Eight weeks after it was completely closed due to torrential flooding, Death Valley National Park partially reopened to visitors over the weekend – but the desert landscape is looking a little different these days.
It was back on Friday August 20 that the park received over 2 inches of rain in a single day, which is more than the area typically sees in an entire year. As a result, the park has been completely closed ever since, marking the longest closure in its history.
On Sunday, the park finally partially reopened, allowing visitors enter the park via CA-190 from the west via Lone Pine or from the east via Death Valley Junction; all other park entrances remain closed. The roads that are open are not yet fully repaired and in the official news release, travelers are warned expect loose gravel on roads, lowered speed limits, and traffic delays.
“It’s pretty rare to see a lake in Death Valley!”
For those willing to put up with slower travel times, however, there are some unusual rewards – Badwater Basin, the 200 square mile salt flats that form the lowest point in North America, currently has a temporary lake that is several miles long.

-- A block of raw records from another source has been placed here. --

Issue #383, opened 2020-07-08
Is #include <boost/serialization/split_member.hpp> needed in SOn.h?


mikesheffler:
The fix to #377 (PR #381) involved the addition of

```
#include <boost/serialization/split_member.hpp>
```

to `SOn.h`. Quoth @dellaert :
> If this fixes the wrapper, I'm on board with merging ASAP - esp. before we release 4.0.3. But, please create an issue to examine whether the split_member is needed for anything, so we remember to remove it if not.

I'll go ahead and remove the include locally to see if I can still build.

mikesheffler:
Checked. It does not seem to be necessary

mikesheffler:
This should have closed with #384. Closing now.

PR #384, opened 2020-07-08
Unnecessary include statement

mikesheffler:
Answers #383 (the include is not, in fact necessary; @ProfFan , you might want to check `feature/new_wrapper` to see if it is needed there either)

---
This change is [Reviewable](https://reviewable.io/reviews/borglab/gtsam/384)


ProfFan:
Sure, I'll check later :)

mikesheffler:
Builds passed. I think this can just be merged in.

“This is a really special time,” says Superintendent Mike Reynolds. “It’s pretty rare to see a lake in Death Valley!”
The lake is only a few inches deep and may dry up within a few weeks.
Lodging, food, and fuel are available at Panamint Springs Resort, Stovepipe Wells Village, and the Oasis at Death Valley, and many campgrounds will also be open for those traveling with their tents and sleeping bags.
Meanwhile, the forecast is calling for sunny days and highs near 100 degrees this week, so while further flooding won't be an issue, visitors are reminded to carry plenty of water and understand the dangers of hot weather hiking.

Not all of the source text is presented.